The history of Schoharie United Presbyterian Church covers a lot of ground, and could easily fill a book. We present here a brief summary:

  • During Queen Anne’s reign, refugees from the Palatine region of Germany fled to England after their homeland had been ravaged by numerous wars. They were relocated to the Hudson Valley, and many of them settled in the Schoharie Valley in 1712. The name “Schoharie” is a distortion of the name the Schoharie Mohawks had for the valley, which meant “place of driftwood or floodwood.” The village of Schoharie, one of seven “dorfs,” or settlements, in the valley, was originally called “Brunnendorf,” which meant “Fountain Town” (because of the springs that supplied abundant water to the settlement.)

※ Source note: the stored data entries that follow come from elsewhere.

PR #2066, opened 2020-11-25
ci: add eslint custom rules for locale order

MaikoTan:
## Summary

Last month I planed to add [this new feature](https://github.com/MaikoTan/cactbot-highlight/pull/5) in my VSCode extension cactbot-highlight,
but I found it is hard to implement the fixture from VSCode extension because I don't know how to fetch and parse code blocks around.

So I abandoned that approach, and try to implement this feature via eslint's existing ecosystem.

This also allows contributors using different editors or IDEs, not only VSCode supports it, even Github Actions would report warnings.

So, this PR planning to implement just like the previous PR that I mentioned:

- [x] check locale order
- [x] offer a quick fix interface

## Screenshot

image

### DIFF
--- a/.eslintrc.json
+++ b/.eslintrc.json
@@ -152,6 +152,7 @@
     "unicode-bom": [
       "error",
       "never"
-    ]
+    ],
+    "cactbot-locale-order": "warn"
   }
 }
--- a/.vscode/settings.json
+++ b/.vscode/settings.json
@@ -10,5 +10,10 @@
   "search.exclude": {
     "**/node_modules": true,
     "dist/**": true
-  }
+  },
+  "eslint.options": {
+    "rulePaths": [
+      "./eslint"
+    ]
+  },
 }
--- a/eslint/cactbot-locale-order.js
+++ b/eslint/cactbot-locale-order.js
@@ -7,145 +7,6 @@ const orderMap = {
   ko: 5,
 };
 
-/**
- * Determines whether the given node is a `null` literal.
- * @param {ASTNode} node The node to check
- * @return {boolean} `true` if the node is a `null` literal
- */
-function isNullLiteral(node) {
-  /*
-   * Checking `node.value === null` does not guarantee that a literal is a null literal.
-   * When parsing values that cannot be represented in the current environment (e.g. unicode
-   * regexes in Node 4), `node.value` is set to `null` because it wouldn't be possible to
-   * set `node.value` to a unicode regex. To make sure a literal is actually `null`, check
-   * `node.regex` instead. Also see: https://github.com/eslint/eslint/issues/8020
-   */
-  return node.type === 'Literal' && node.value === null && !node.regex && !node.bigint;
-}
-
-
-/**
- * Returns the result of the string conversion applied to the evaluated value of the given expression node,
- * if it can be determined statically.
- *
- * This function returns a `string` value for all `Literal` nodes and simple `TemplateLiteral` nodes only.
- * In all other cases, this function returns `null`.
- * @param {ASTNode} node Expression node.
- * @return {string|null} String value if it can be determined. Otherwise, `null`.
- */
-function getStaticStringValue(node) {
-  switch (node.type) {
-  case 'Literal':
-    if (node.value === null) {
-      if (isNullLiteral(node))
-        return String(node.value); // "null"
-
-      if (node.regex)
-        return `/${node.regex.pattern}/${node.regex.flags}`;
-
-      if (node.bigint)
-        return node.bigint;
-
-
-      // Otherwise, this is an unknown literal. The function will return null.
-    } else {
-      return String(node.value);
-    }
-    break;
-  case 'TemplateLiteral':
-    if (node.expressions.length === 0 && node.quasis.length === 1)
-      return node.quasis[0].value.cooked;
-
-    break;
-
-    // no default
-  }
-
-  return null;
-}
-
-
-/**
- * Gets the property name of a given node.
- * The node can be a MemberExpression, a Property, or a MethodDefinition.
- *
- * If the name is dynamic, this returns `null`.
- *
- * For examples:
- *
- *     a.b           // => "b"
- *     a["b"]        // => "b"
- *     a['b']        // => "b"
- *     a[`b`]        // => "b"
- *     a[100]        // => "100"
- *     a[b]          // => null
- *     a["a" + "b"]  // => null
- *     a[tag`b`]     // => null
- *     a[`${b}`]     // => null
- *
- *     let a = {b: 1}            // => "b"
- *     let a = {["b"]: 1}        // => "b"
- *     let a = {['b']: 1}        // => "b"
- *     let a = {[`b`]: 1}        // => "b"
- *     let a = {[100]: 1}        // => "100"
- *     let a = {[b]: 1}          // => null
- *     let a = {["a" + "b"]: 1}  // => null
- *     let a = {[tag`b`]: 1}     // => null
- *     let a = {[`${b}`]: 1}     // => null
- * @param {ASTNode} node The node to get.
- * @return {string|null} The property name if static. Otherwise, null.
- */
-function getStaticPropertyName(node) {
-  let prop;
-
-  switch (node && node.type) {
-  case 'ChainExpression':
-    return getStaticPropertyName(node.expression);
-
-  case 'Property':
-  case 'MethodDefinition':
-    prop = node.key;
-    break;
-
-  case 'MemberExpression':
-    prop = node.property;
-    break;
-
-    // no default
-  }
-
-  if (prop) {
-    if (prop.type === 'Identifier' && !node.computed)
-      return prop.name;
-
-
-    return getStaticStringValue(prop);
-  }
-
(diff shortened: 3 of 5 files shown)


panicstevenson:
Very nice! I had written something similar on my branch, [here](https://github.com/panicstevenson/cactbot/tree/eslint-plugin/eslint-plugin-cactbot/lib/rules), with the language ordering specifically [here](https://github.com/panicstevenson/cactbot/blob/eslint-plugin/eslint-plugin-cactbot/lib/rules/language-order.js). A lot of it is a huge work in progress, with notable functions like `doThing()`, but that branch has 4 lints, all with fixes (if that helps any).

The only thing is that I'm a little bit confused why your code looks so vastly different from mine? I haven't tried putting my rule into VSCode, so maybe there's something there that I'm missing? I can try looking into that as well.

Additionally, I had this conversation with @quisquous which lead to some hesitation about merging, but how do you feel about the code living here vs a separate repo? Originally, I had liked the idea of a separate repository to use something like TypeScript a little earlier than this repository for easier null checking, but that was before finding out how to use complex [AST node selectors](https://github.com/panicstevenson/cactbot/blob/eslint-plugin/eslint-plugin-cactbot/lib/rules/timelineTrigger-checks.js#L18-L19), so I think that's a moot point now. However, I do still think there's something to the idea that you have to change directories to the `util/eslint` directory, run `npm install` there, and then go back to be able to run `npm install` or `npm run lint` at the root repository level. I don't know if you were able to avoid this issue, but that felt like enough to be a non-starter for me, since people would try to run their code and not know that they would have to do the local install.

But, I think this all looks great! I think this is the [second time](https://github.com/quisquous/cactbot/pull/1597) you've beaten me to the punch on a similar idea! 😛

quisquous:
This is great! Thank you so much for looking into this.  Agreed very much that having eslint for these sorts of things is the right direction.  It's better than tests and it's better than something specific to vscode.

I think my additional thoughts here are:
* It looks like panic's version is much more concise.  Is there some way to integrate code from that version to simplify looking up properties?
* I definitely think having a --fix option before merging this PR would be great.
* I think things in the cactbot codebase should be apache2 licensed, like cactbot.

MaikoTan:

  • "Soon after the Germans located at Schoharie, they formed a church, and had preaching…” (Jeptha Simms, History of Schoharie County and Border Wars, 1845, p. 610). The first two preachers were itinerants, one Dutch Reformed, and one Lutheran; they served until 1717. Several other ministers served Schoharie, but one, Johann Bernard Von Duhren, or Van Dieren (1722-28), proved to be a fraud. It appears that there was friction between the German Lutherans and the Dutch Reformed, and by 1742 there were two congregations in Schoharie: Lutheran and Dutch Reformed.
  • In 1742, Rev. Peter Nicklas Sommer arrived from Hamburg to serve the Lutheran Church, having received a call to come to serve the Palatine Lutherans in Schoharie.
  • Dominie Sommers married Maria Kayser of Stone Arabia, and besides preaching in Schoharie, he served as pastor to congregations in Stone Arabia, Little Falls, Geisenberg (Hallsville, near Fort Plain), Rhinebeck, Claverack, East Camp and West Camp, in the Helderbergs, Dorlach (Sharon), and Cobleskill. These locations are in what are now Columbia, Dutchess, Albany, Green, Ulster, Herkimer, Schoharie, and Fulton Counties—a very large area! Many of these places were visited only two or three times a year, when he would perform baptisms, marriages, and funerals. He retired at age 80, and died in 1795, aged 86.
  • According to the New York State historical marker in front of the church, “the first school” was on this site, and the date on the sign is 1740. No further information could be found relating to this school. It is likely that the building was burned when the British attacked the valley during the American Revolution. The old stone church (not to be confused with the “Old Stone Fort,” which was built as a Dutch Reformed Church) and the old parsonage survived, probably because they were not seen by the raiders, or because Sir John Johnson, the commander of the raiding force, had given orders that church buildings should not be burned.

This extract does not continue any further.